» The task: Using the records below, report how many lines include "defaultTicket", and give no more than the number.

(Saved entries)
== Segment start ==

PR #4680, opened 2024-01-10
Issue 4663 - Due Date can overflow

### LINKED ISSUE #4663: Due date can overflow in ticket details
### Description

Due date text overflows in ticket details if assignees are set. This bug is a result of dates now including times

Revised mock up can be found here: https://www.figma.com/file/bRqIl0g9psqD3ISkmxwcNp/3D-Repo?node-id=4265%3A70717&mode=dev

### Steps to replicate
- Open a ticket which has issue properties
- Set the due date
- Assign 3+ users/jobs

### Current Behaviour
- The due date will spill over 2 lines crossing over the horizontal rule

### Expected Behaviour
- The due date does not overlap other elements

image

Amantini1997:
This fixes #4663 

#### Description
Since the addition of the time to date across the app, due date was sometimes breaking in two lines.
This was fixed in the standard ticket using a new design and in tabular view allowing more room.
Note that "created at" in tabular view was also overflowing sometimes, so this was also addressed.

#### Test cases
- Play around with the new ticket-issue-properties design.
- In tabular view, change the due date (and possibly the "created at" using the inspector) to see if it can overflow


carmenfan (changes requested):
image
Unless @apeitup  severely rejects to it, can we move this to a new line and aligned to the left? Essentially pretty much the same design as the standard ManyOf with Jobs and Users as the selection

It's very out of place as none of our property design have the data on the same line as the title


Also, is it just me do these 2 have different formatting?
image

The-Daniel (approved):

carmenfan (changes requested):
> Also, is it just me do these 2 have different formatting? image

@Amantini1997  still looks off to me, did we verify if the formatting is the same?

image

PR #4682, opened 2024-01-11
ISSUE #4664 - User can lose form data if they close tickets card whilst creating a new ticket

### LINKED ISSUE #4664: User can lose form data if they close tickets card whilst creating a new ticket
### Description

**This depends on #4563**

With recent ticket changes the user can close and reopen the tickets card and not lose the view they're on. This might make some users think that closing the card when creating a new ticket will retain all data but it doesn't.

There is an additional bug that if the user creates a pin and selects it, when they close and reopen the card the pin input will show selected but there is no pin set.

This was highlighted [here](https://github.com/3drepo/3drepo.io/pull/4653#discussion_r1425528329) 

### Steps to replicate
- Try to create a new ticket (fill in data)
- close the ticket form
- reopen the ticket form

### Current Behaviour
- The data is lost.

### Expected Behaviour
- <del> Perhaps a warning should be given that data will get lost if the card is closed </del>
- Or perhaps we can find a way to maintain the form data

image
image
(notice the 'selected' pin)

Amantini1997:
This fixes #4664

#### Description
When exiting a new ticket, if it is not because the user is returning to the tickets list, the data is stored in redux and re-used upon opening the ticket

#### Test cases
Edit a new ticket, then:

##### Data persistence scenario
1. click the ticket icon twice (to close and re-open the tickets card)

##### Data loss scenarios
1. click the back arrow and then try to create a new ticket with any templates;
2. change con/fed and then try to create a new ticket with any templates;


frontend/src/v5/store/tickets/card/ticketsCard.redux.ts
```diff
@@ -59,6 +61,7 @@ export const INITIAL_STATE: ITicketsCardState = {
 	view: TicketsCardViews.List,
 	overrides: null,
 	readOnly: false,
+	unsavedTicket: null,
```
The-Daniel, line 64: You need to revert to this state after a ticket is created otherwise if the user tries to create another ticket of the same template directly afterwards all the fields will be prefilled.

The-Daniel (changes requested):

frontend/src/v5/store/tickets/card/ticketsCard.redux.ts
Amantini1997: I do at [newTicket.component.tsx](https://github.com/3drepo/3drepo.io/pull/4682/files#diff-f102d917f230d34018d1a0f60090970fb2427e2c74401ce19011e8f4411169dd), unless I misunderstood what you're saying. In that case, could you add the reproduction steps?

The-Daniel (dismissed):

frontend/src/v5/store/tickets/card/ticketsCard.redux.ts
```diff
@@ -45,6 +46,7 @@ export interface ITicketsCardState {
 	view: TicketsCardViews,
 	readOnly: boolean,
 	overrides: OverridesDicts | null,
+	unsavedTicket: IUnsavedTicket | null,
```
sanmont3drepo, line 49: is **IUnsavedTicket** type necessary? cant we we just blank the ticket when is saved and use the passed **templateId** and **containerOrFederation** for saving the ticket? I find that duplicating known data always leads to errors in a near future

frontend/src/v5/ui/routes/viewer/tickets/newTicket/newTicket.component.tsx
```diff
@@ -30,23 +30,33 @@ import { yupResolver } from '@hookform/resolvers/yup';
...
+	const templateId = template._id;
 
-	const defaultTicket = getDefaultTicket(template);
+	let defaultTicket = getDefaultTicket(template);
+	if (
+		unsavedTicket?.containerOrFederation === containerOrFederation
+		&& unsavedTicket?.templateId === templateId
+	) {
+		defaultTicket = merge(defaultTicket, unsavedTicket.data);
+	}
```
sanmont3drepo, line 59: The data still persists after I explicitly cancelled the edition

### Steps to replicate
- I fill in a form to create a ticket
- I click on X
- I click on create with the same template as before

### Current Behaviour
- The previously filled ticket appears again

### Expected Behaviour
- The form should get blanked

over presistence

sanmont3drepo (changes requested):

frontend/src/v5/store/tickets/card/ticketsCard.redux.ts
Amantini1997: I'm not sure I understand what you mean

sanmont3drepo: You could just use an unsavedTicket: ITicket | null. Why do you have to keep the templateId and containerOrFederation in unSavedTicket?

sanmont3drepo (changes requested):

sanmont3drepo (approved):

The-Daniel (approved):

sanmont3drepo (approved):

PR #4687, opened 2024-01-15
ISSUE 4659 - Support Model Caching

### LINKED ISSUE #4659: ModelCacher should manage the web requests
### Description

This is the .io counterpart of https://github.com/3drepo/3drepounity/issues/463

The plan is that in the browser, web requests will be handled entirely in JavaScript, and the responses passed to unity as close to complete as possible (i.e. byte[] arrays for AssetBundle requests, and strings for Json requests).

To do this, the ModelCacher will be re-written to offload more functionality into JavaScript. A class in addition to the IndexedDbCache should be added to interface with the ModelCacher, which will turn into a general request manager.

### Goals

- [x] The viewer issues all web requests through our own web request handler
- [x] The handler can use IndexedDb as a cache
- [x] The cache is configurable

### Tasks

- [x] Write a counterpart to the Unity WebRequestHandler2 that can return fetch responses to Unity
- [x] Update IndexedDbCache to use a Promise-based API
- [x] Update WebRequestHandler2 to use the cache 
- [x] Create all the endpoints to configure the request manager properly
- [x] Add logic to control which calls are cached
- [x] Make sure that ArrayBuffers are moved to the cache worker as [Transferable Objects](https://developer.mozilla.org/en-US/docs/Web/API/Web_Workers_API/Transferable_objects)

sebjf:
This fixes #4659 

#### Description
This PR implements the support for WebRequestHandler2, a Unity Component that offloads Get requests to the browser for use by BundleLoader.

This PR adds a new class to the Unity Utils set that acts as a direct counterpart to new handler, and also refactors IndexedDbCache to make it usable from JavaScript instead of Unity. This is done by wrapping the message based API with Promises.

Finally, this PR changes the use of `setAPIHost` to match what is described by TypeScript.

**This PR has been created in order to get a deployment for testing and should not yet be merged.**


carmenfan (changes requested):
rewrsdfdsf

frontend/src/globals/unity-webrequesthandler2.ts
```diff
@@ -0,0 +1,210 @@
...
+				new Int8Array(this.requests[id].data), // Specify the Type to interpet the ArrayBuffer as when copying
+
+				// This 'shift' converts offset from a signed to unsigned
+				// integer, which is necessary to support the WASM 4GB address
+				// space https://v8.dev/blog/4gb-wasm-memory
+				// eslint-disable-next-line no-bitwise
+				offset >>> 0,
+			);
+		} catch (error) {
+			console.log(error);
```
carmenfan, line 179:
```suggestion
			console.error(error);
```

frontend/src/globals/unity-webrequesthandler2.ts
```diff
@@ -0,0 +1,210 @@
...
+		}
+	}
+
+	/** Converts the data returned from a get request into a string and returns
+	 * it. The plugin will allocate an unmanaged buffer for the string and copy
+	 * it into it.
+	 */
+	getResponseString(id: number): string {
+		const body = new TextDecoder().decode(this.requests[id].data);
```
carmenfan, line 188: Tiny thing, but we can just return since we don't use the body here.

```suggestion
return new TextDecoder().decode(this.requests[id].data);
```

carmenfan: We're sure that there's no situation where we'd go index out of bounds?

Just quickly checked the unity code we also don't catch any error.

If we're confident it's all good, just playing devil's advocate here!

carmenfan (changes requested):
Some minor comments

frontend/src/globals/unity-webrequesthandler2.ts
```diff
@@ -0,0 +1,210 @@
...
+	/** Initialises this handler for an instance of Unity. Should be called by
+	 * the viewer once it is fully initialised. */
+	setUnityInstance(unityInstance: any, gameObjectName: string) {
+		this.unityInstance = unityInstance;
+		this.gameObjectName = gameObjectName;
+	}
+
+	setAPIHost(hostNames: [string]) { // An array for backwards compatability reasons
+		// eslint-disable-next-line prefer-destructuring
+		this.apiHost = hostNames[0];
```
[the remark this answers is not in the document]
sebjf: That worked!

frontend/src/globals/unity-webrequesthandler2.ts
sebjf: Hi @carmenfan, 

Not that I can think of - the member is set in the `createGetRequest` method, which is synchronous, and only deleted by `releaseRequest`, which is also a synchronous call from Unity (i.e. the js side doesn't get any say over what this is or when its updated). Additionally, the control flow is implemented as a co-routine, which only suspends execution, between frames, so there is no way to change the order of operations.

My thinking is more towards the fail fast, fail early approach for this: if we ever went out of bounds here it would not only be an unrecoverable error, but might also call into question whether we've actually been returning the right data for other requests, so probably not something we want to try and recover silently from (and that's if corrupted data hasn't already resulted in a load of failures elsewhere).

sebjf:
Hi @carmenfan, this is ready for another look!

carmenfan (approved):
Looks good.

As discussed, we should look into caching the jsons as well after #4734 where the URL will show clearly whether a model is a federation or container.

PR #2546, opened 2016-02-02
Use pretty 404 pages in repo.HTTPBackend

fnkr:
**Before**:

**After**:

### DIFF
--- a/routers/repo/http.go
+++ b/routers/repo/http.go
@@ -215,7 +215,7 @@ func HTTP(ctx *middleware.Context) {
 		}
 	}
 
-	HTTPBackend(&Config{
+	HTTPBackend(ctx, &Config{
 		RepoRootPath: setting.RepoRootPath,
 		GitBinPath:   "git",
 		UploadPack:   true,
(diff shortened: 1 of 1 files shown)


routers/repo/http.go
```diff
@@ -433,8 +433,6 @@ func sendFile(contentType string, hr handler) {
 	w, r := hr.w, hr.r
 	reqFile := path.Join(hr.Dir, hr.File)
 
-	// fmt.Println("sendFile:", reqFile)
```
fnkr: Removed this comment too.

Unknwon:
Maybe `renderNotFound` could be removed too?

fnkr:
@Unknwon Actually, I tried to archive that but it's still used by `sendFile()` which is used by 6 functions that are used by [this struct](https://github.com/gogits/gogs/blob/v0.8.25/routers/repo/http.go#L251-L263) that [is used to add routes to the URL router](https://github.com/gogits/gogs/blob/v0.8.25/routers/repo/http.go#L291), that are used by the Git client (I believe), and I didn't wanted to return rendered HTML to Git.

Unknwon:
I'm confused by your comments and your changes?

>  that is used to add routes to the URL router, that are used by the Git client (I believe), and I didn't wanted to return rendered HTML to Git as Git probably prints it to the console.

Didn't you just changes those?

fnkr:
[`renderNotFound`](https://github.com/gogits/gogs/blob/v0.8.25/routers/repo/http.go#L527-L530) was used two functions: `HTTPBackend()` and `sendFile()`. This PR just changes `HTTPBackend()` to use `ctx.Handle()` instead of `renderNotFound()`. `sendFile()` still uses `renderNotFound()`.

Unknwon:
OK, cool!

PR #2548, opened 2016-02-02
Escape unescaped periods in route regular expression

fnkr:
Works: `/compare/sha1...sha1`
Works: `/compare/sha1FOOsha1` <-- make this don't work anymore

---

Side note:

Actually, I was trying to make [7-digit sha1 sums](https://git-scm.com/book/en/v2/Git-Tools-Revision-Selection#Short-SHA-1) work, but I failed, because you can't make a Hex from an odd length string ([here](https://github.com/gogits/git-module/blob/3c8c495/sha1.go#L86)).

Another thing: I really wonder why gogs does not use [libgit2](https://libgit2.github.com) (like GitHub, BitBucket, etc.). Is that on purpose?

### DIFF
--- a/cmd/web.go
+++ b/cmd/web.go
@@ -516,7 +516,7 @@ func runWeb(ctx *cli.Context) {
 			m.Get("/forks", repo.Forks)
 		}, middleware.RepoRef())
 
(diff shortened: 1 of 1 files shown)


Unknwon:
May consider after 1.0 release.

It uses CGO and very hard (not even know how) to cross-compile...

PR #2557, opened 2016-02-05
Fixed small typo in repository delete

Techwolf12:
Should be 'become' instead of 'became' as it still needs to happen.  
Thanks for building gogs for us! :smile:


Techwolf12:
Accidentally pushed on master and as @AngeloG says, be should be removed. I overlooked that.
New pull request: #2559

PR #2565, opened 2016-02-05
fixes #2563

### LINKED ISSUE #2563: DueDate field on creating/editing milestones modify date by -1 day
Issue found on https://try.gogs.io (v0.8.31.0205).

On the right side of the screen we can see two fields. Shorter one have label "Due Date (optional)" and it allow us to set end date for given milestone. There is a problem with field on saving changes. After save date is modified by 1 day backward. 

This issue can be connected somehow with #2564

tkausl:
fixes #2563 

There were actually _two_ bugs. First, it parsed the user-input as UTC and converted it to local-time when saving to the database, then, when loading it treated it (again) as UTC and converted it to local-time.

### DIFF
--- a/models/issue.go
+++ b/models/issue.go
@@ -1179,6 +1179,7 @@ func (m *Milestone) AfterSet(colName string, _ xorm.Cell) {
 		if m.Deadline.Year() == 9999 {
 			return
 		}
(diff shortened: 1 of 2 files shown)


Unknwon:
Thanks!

== Segment end ==

» Answer section: 3